[Start of section]
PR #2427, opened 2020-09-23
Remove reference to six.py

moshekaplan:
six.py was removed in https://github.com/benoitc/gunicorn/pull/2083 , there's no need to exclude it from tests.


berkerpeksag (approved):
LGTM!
[End of section]
[Start of section]
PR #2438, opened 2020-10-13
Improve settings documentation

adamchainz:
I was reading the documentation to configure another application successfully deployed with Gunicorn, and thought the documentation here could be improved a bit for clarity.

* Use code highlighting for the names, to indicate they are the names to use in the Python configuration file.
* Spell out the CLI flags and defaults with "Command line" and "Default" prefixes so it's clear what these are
[End of section]
WORK INSTRUCTION.
Filter the entries down to the lines with the word "documentation" in them.

TASK ANSWER.
Improve settings documentation
I was reading the documentation to configure another application successfully deployed with Gunicorn, and thought the documentation here could be improved a bit for clarity.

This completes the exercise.